Work instructions =
Output exactly the lines that run from the top of the entries to the line holding "Lodash wasn't used", including both of those lines.
==============================
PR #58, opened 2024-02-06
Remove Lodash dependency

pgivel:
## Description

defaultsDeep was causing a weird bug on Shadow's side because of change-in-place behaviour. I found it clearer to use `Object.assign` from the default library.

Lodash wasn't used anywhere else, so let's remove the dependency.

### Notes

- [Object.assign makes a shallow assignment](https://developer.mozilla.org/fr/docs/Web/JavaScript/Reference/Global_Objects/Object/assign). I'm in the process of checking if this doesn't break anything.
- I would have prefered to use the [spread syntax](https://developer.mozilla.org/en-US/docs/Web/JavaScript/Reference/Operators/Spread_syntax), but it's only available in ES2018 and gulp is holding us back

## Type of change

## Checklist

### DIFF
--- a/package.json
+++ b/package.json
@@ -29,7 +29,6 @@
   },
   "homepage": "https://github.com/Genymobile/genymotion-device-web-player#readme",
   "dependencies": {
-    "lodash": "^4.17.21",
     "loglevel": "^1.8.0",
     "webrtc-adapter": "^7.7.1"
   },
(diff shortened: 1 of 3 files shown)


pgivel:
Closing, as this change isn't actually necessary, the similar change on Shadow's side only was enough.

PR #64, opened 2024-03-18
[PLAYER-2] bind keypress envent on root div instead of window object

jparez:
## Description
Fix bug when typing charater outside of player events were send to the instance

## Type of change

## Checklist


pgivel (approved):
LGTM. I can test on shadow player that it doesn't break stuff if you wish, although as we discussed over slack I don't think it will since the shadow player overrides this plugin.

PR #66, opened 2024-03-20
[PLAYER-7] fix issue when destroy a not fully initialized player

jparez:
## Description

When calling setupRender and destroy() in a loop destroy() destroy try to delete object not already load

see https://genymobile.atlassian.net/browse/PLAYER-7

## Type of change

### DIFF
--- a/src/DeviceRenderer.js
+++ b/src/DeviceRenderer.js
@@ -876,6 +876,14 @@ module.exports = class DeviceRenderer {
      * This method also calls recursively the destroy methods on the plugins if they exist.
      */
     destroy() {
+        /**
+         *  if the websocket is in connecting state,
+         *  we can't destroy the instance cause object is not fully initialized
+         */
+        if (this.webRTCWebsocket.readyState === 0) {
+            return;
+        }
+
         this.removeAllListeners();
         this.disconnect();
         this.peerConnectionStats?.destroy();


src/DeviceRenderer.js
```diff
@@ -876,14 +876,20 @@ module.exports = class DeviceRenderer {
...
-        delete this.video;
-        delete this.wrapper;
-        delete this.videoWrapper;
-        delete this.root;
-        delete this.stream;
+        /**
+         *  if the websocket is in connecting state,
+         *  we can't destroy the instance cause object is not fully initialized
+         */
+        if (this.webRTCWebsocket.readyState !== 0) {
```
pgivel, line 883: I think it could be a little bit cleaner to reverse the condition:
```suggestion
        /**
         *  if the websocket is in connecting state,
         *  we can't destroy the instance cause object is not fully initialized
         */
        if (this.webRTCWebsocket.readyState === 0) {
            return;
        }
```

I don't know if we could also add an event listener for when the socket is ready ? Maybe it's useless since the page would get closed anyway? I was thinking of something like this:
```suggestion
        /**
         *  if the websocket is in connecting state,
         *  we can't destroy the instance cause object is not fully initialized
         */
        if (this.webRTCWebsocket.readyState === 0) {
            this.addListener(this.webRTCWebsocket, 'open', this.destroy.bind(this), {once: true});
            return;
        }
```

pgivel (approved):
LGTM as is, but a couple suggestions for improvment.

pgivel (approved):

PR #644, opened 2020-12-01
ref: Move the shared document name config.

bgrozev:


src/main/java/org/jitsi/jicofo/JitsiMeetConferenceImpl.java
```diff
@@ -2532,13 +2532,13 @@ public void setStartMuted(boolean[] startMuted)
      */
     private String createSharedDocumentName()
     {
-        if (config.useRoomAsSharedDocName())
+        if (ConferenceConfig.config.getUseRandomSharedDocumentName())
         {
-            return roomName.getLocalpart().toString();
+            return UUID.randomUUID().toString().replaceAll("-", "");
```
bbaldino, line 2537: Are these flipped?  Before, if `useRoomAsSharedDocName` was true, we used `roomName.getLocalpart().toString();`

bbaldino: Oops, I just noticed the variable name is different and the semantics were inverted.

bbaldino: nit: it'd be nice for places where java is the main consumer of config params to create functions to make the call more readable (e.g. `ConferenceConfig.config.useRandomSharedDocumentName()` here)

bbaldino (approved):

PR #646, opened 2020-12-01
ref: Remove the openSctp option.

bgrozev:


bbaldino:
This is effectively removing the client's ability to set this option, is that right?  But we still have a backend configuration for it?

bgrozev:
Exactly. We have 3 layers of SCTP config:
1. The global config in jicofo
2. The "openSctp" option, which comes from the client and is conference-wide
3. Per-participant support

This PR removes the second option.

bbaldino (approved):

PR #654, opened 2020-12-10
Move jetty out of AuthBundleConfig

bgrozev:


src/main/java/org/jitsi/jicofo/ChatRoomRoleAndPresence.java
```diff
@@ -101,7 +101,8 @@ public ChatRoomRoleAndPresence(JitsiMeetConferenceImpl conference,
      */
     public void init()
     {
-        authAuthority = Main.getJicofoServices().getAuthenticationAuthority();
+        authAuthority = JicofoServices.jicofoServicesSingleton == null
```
==============================
Exercise response =
PR #58, opened 2024-02-06
Remove Lodash dependency

pgivel:
## Description

defaultsDeep was causing a weird bug on Shadow's side because of change-in-place behaviour. I found it clearer to use `Object.assign` from the default library.

Lodash wasn't used anywhere else, so let's remove the dependency.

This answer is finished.